## PWC 276 › Maximum Frequency and now my Day is Complete

This post is part of a series on Mohammad Anwar’s excellent Weekly Challenge, where hackers submit solutions in Perl, Raku, or any other language, to two different challenges every week. (It’s a lot of fun, if you’re into that sort of thing.)

I thought I’d take the rare (for me) step of implementing this week’s challenges in Python as well as Perl.

## Task 1 – Complete Day

The first task has us look through a list of hours and count the number of pairs that add up to a multiple of 24.

### Perl

My first version was done in a compact functional style, which may be more challenging for Perl novices:

```sub complete_day {
sum0 map { my \$m = shift @\$_; map { (\$m + \$_) % 24 == 0 } @\$_ }
map { [ @_[\$_ .. \$#_] ] } 0..\$#_
}
```

Reading from bottom up as usual, we iterate through the indices of `@_` (our hours array) and `map { ... }` each index to a list of array refs from index to end of list.
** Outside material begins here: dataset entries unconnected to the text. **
PR #94, opened 2026-07-28
Nested `connectOrCreate`, on both sides of the key

nstfkc:
The second item on #65's own suggested order, after `createMany`. **Stacked on #75**, which is where `createMany` lives — hence the base, so the diff here is only the new operand.

## The thing the name gets wrong

**A hit ignores `create` entirely.** It is connect-*or*-create, not upsert. Measured against Prisma rather than assumed: an existing organisation kept its own name where the `create` payload named a different one, and an existing account kept its own role.

The differential case is written so an implementation that upserted would fail it — the create payload is named `SHOULD-NOT-APPEAR`. A test that only checked "one organisation exists afterwards" would pass against the wrong implementation.

## Both directions, because they are different work

- **This row holds the foreign key** → a `before` step that resolves to one more bound column.
- **The child holds it** → a hit is an `update` of the child's key (Prisma *repoints* the existing row rather than duplicating it — verified), a miss is a `create` with the key stamped on.

`findUnique`, not `findUniqueOrThrow`: a miss is the *other branch* here, where for a plain `connect` it is an error.

## The scoped-away case is the interesting one, and it must not raise

Both branches go through the child's own `$exec`, so both are scoped — and they have to be, in **opposite directions**:

- an unscoped *update* would re-parent another tenant's row;
- an unscoped *read* would let a hit reveal that a row with that key exists.

Scoped, a hidden row reads as absent and the call creates its own — the same answer the caller would get if it genuinely did not exist. That symmetry is the point: `connect` raising while `connectOrCreate` succeeded would together confirm the row is there, which is a probe.

Verified by pre-scoping the lookup and watching the test fail — with the child's policy skipped it connects to the other tenant's folder, leaving one row where there should be two:

```
× connectOrCreate cannot see another tenant's row, and creates instead
  expected [ { code: 'theirs', orgId: 99 }, …(4) ] to have a length of 2 but got 1
```

## Validated at plan time

`where` and `create` both required, no other keys, `where` unique, and a list refused on a to-one — Prisma refuses all four the same way. Checked when the query compiles rather than after the parent row is written and the transaction has to unwind it, which is the same reason `createMany`'s operand is checked there.

## Tests

- **5 differential cases** — hit and miss on each side, plus a list that does both in one call. The foreign-side ones compare the `Account` table, not only the returned payload, because a hit is a write to a row the call did not create.
- **9 unit tests** over the plan shape (which side gets a `before` vs an `after` step) and the four refusals.
- **2 policy tests**, one of them verified red against a pre-scoped lookup.

## Verification

899 unit tests. Full template suite green on SQLite (473) and Postgres 16 (715), with only the pre-existing `generated.test.ts` generator-linkage probe failing — it fails on the base branch too. `tsc` clean; oxlint clean.

## What is left on #65

`set` / `disconnect` / `delete` / `deleteMany` on ordinary to-many relations — item 3, and cheap now that both sides' child-statement sequencing exists — then the nested `update` / `updateMany` / `upsert` family, which #65 itself flags as the place to stop and decide whether the whole tree is in scope. (#83 covers those operands for *implicit many-to-many* only, where there is a join table rather than a foreign key.)

### DIFF
--- a/docs/orm.md
+++ b/docs/orm.md
@@ -245,6 +245,7 @@ await List.create({
 | `create` | Writes new related rows. One statement each. |
 | `createMany` | The same rows in **one** statement. To-many only, and the rows go inside `data`. |
 | `connect` | Points at an existing row — a bound column when it names the referenced key, a lookup otherwise. |
+| `connectOrCreate` | Looks the row up by a unique key and creates it only if it is not there. **A hit ignores `create` entirely** — it is connect-*or*-create, not upsert. |
 
 Which direction a nested write runs in is decided by **who holds the foreign key**. When this model
 holds it, the far row is resolved or created *first* and collapses into one more column. When the
@@ -260,10 +261,16 @@ Three things follow from that, and all three are load-bearing:
   A `createMany` writes its rows in one statement and they are *each* scoped.
 - **A failure anywhere rolls the whole thing back**, including the parent row.
 
-Everything else in Prisma's nested grammar — `connectOrCreate`, `set`, `disconnect`, `update`,
-`updateMany`, `upsert`, `delete`, `deleteMany` — is refused, by name and with the reason. They share
-one property: each writes rows that already exist, which needs a scoping pass of its own rather than
-the child's `onCreate`. `skipDuplicates` is not implemented on `createMany` at any level.
+`connectOrCreate` is worth one more line, because a scoped-away row makes it take the *create*
+branch rather than raise: a row your policies hide reads as absent, so the call writes its own — the
+same answer you would get if it truly did not exist. That is deliberate. `connect` raising where
+`connectOrCreate` succeeded would together tell you a row with that key exists in someone else's
+tenant.
+
+Everything else in Prisma's nested grammar — `set`, `disconnect`, `update`, `updateMany`, `upsert`,
+`delete`, `deleteMany` — is refused, by name and with the reason. They share one property: each
+writes rows that already exist, which needs a scoping pass of its own rather than the child's
+`onCreate`. `skipDuplicates` is not implemented on `createMany` at any level.
 
 ### Paging a relation
 
--- a/docs/orm.md
+++ b/docs/orm.md
@@ -315,9 +315,14 @@ same answer you would get if it truly did not exist. That is deliberate. `connec
 tenant.
 
 Everything else in Prisma's nested grammar — `set`, `disconnect`, `update`, `updateMany`, `upsert`,
-`delete`, `deleteMany` — is refused, by name and with the reason. They share one property: each
-writes rows that already exist, which needs a scoping pass of its own rather than the child's
-`onCreate`. `skipDuplicates` is not implemented on `createMany` at any level.
+`delete`, `deleteMany` — is refused, by name and with the reason. The line is **which rows an
+operand can name, and whose columns it writes**: everything supported names its rows (a new one, or
+one you identified by unique key) and writes either a whole new row or one foreign key the ORM
+chose. `set`, `disconnect`, `delete`, `deleteMany` and `updateMany` act on rows the call did not
+name; `update` names its row but writes your columns to it, which needs the child's `onUpdate` and
+the scope-escape guard run over the payload.
+
+`skipDuplicates` is not implemented on `createMany` at any level.
 
 ### Paging a relation
 
--- a/packages/gemi/orm/compile/nested-writes.ts
+++ b/packages/gemi/orm/compile/nested-writes.ts
@@ -41,7 +41,12 @@ import { matchUniqueKey } from "./unique";
  * back the parent row too.
  */
 
-const SUPPORTED = new Set(["connect", "create", "createMany"]);
+const SUPPORTED = new Set([
+  "connect",
+  "connectOrCreate",
+  "create",
+  "createMany",
+]);
 
 /**
  * The operands still refused, and what each would take.
@@ -53,9 +58,6 @@ const SUPPORTED = new Set(["connect", "create", "createMany"]);
  * key, and none of it has to reason about what was there before.
  */
 const REFUSED: Record<string, string> = {
-  connectOrCreate:
-    `It is an upsert against the child, which needs the read-then-write ` +
-    `fallback 'upsert' uses when 'on conflict' cannot express the target.`,
   set: `It replaces the whole set, so it has to disconnect what is there now.`,
   disconnect: `It clears a foreign key on rows this call did not name.`,
   delete: `It deletes rows this call did not name.`,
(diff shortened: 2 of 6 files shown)


nstfkc:
Retargeted at `feat/orm` and merged the base — pushed as 06ba086. This was stacked on #75's branch so the diff would be only the new operand; now that #75 has landed the stack is unnecessary, and the PR stands on its own.

No conflicts: nothing else touched the nested-write operand table.

942 unit tests, template suite green on SQLite (498) and Postgres 16 (753), with only the pre-existing `generated.test.ts` linkage probe failing.

Worth noting what #75's merge changes about the remaining work on #65: `set` / `disconnect` / `delete` / `deleteMany` on ordinary to-many relations — item 3 — no longer need any stacking, since both sides' child-statement sequencing is now on `feat/orm`.

nstfkc:
## Review — nested `connectOrCreate` (#65, item two)

Read the full diff against the merge base with `feat/orm` (`d38b367`) — 6 files, +563.

The scoping analysis is the strongest part and it is the part I would have gone at hardest. Routing both branches through the child's own `$exec` un-pre-scoped, in **opposite directions** — an unscoped update would re-parent another tenant's row, an unscoped read would let a hit reveal that a key exists — is right, and the observation that the two together form a probe is the one that is easy to miss: `connect` raising where `connectOrCreate` succeeds confirms the row is there. Falling back to *create* on a scoped-away hit is what closes that, and it gives the caller the same answer they would get if the row genuinely did not exist. Verifying it by pre-scoping the lookup and watching the test fail is the right standard for a property whose failure is silent.

"A hit ignores `create` entirely" is the semantic I would have assumed wrong, and naming the create payload `SHOULD-NOT-APPEAR` so an upserting implementation fails rather than passes is the difference between a test and a test that discriminates.

### The file's stated rule no longer describes the file

`nested-writes.ts`'s header still reads:

> Everything else in Prisma's nested-write grammar — **`connectOrCreate`**, `set`, `disconnect`, `update`, `upsert`, `delete`, `deleteMany`, `updateMany` — throws `UnsupportedQueryError` naming the operation *and the reason*; see `REFUSED`. **They share one property, and it is the line this file draws: each writes rows that already exist**, which needs a scoping pass of its own rather than the child's `onCreate`.

Two things are now wrong with that, and the second matters more than the first.

`connectOrCreate` is in `SUPPORTED` twenty lines below and implemented 250 lines down, so the list is stale. That is a one-word fix.

But the *rule* is also broken, and by this PR specifically. On the foreign side a hit is an `"update"` — the PR body says so plainly, that Prisma repoints the existing row rather than duplicating it, and the code issues exactly that. So a supported operand now writes a row that already exists, which is the property the header offers as the dividing line between what is implemented and what is refused. The line is real and worth having; it just is not that line any more.

That matters because it is the rule the next operand gets judged against — #75 built its whole `REFUSED` table on it, with a per-entry reason derived from it. Someone reaching for `update` or `set` next will read a criterion that this PR has already crossed, and either conclude those are fine or conclude the file is untrustworthy. Worth restating what the actual boundary is now: my reading of the code is that it is *which rows can be named* — every supported operand either creates a row or repoints one the caller identified by unique key, and every refused one acts on rows the call did not name (`set` and `disconnect` clear whatever is there, `deleteMany` / `updateMany` match a predicate). That reading also explains #83's `set`, where the fix was precisely to scope the delete to rows the caller can see.

### Smaller

- Validating the operand at plan time rather than after the parent row is written is the same call `createMany` made, and it is right for the same reason — a refusal that arrives mid-transaction has to unwind a write that should never have started.
- `findUnique` rather than `findUniqueOrThrow`, because a miss is the other branch here rather than an error, is a one-line difference that would have been easy to copy wrong from the `connect` path directly below it.

I read the implementation rather than running the database probes this round, so the differential and policy claims are taken from the diff and the tests rather than independently reproduced; the scoping structure is visible in the code and matches the description.

nstfkc:
Pushed as 8f1b9e3. The stale list was a one-word fix; the rule underneath it was the finding, and you are right that **this PR is what broke it**.

I went to restate it as "which rows can be named" and found that reading does not quite hold either — which is worth saying, because the whole point of the criterion is that the next operand gets judged against it.

**Nested `update` is `{ where, data }`. It names its row.** So "acts on rows the call did not name" explains `set`, `disconnect`, `delete` and `deleteMany`, but not `update`. It is refused for a second reason: *whose columns* it writes. Caller-supplied data needs the child's `onUpdate` and the scope-escape guard run over the payload, where a `connect` writes one foreign key the ORM itself chose.

So the header now states both halves:

- every supported operand **names its rows**, so it goes through the child's own `findUnique` / `create` / `update` and the child's policies decide reachability — "whatever is there" has no lookup to hang a scope on;
- every supported operand writes either a whole new row through the child's `create`, where `onCreate` applies, or **one foreign key the ORM chose**.

`REFUSED`'s `update` and `updateMany` entries carried the old criterion verbatim and now carry the accurate one, with a comment at `update` saying why the obvious phrasing is wrong — it is the entry most likely to be copied for the next operand. `docs/orm.md` repeated the same sentence and is corrected with it.

Your framing of why this matters is the part I would keep: a stale criterion is worse than none, because it is the one the next reader applies.

Noted on reading rather than running this round — the differential and policy claims are reproducible with `TZ=UTC bun --bun vitest run app/models` in `templates/saas-starter`, and the pre-scoping check is the one I would re-run first, since its failure is silent.

942 unit tests, template suite green on SQLite (498).

nstfkc:
### Re-reviewed `8f1b9e3` — the restated rule is better than the one I proposed

I offered "which rows can be named". That is only half, and `update` is the counter-example that shows it: `update: { where, data }` **does** name its row by unique key, so a rule about naming would classify it as supportable — and it is refused for a different reason entirely.

The two-half form handles every entry, which I checked against the sets rather than taking on trust:

| operand | names its rows | writes | verdict |
| --- | --- | --- | --- |
| `connect` | unique key | one FK the ORM chose | supported |
| `connectOrCreate` | unique key | one FK, or a whole row through the child's `create` | supported |
| `create` / `createMany` | new rows | whole rows, `onCreate` applies | supported |
| `set` / `disconnect` / `delete` / `deleteMany` | **no** — "whatever is there" | — | refused, half one |
| `updateMany` | no | caller columns | refused, both |
| `update` | **yes** | **caller columns** | refused, half two |
| `upsert` | yes | caller columns | refused, half two |

The per-entry reasons now say which half each fails, and `update`'s in particular — *"the child's `onUpdate` and the scope-escape guard have to run over the payload — a pass this does not have yet"* — names the missing machinery rather than the missing feature, which is the thing that tells a reader whether it is a wait or a rewrite.

"`set`, `disconnect`, `delete`, `deleteMany` … act on rows the *call* did not name, and 'whatever is there' has no lookup to hang a scope on" also retroactively explains #83's `set` fix: the answer there was to give it a lookup — read the links, filter through the child's `findMany`, delete only those — which is precisely making it name its rows. The rule and that fix agree, which is the sign it is the real boundary rather than a description of the current code.

942 tests pass. Nothing outstanding from me on this PR.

So, given `(1, 2, 3, 4, 5)`, we would expect to get the following list for this intermediate step:

```(
[ 1, 2, 3, 4, 5 ],
[ 2, 3, 4, 5 ],
[ 3, 4, 5 ],
[ 4, 5 ],
[ 5 ],
)
```

The first `map { ... }` then splits this into `\$m`, with the rest of the values in `@\$_` (note the `shift`). `\$m` and `@\$_` are effectively `car` and `cdr` if you recall your lisp (although not many of us still do, I suppose).

There is an inner `map { ... }` that then adds `\$m` to every value in `@\$_`, and maps to 1 if it is a multiple of 24 and 0 if it is not. `sum0` from the core module List::Util simply adds them all up to get a count.

A more readable version is as follows:

```sub complete_day {
my \$count = 0;
while (my \$m = shift) {
\$count += sum0 map { (\$m + \$_) % 24 == 0 } @_
}

\$count
}
```

This one simply maintains a `\$count` as it goes, peeling off a new `\$m` each time through the `while() { ... }` loop, with a similar inner `map { ... }` as before.

For Perl Weekly Challenge code, I like to show off some different programming styles. Which one I would actually use in production is another question entirely.

### Python

```def complete_day(hours):
count = 0
for i, m in enumerate(hours):
for n in filter(lambda n: ((m + n) % 24 == 0), hours[i+1:]):
count += 1

return(count)
```

This works similarly to the second Perl example.

## Task 2 – Maximum Frequency

The second task this week has us looking at a list of values, finding the maximum frequency of any particular value, and then returning the total number of items with that maximum frequency. This is best demonstrated by example.

Given `(1, 2, 2, 4, 1, 5)`, both 1 and 2 occur twice, so the maximum frequency is 2. Since there are two different values with that frequency, we would return 2 x 2 = 4.

Given `(1, 2, 2, 4, 6, 1, 5, 6)`, 1, 2, and 6 occur twice, so the maximum frequency is 2, but now there are three different values with that frequency, so we return 3 x 2 = 6.

### Perl

```sub max_freq {
my %freq; # Frequency table
\$freq{\$_}++ for @_;

my \$max_freq = max values %freq; # Maximal frequency

\$max_freq * grep { \$_ == \$max_freq } values %freq;
}
```

There are three essential steps here. First, we build a `%freq`uency table, mapping values to the number of times they appear. Then we find the `\$max_freq` with a quick pass through the `values` of that hash.

The final answer is generated by multiplying `\$max_freq` by the count of values where the frequency is equal to `\$max_freq`. Easy!

### Python

```def max_freq(ints):
# Annoying special case for empty list
if len(ints) == 0:
return(0)

# Build the frequency table (freq[n] = # of times n is in ints)
freq = {}
for n in ints: freq[n] = freq.setdefault(n,0) + 1

max_freq = max(freq.values()) # Maximal frequency

return(sum(filter(lambda x: x == max_freq, freq.values())))
```

This roughly follows the Perl code, although we need a special case for empty lists (otherwise we get an error).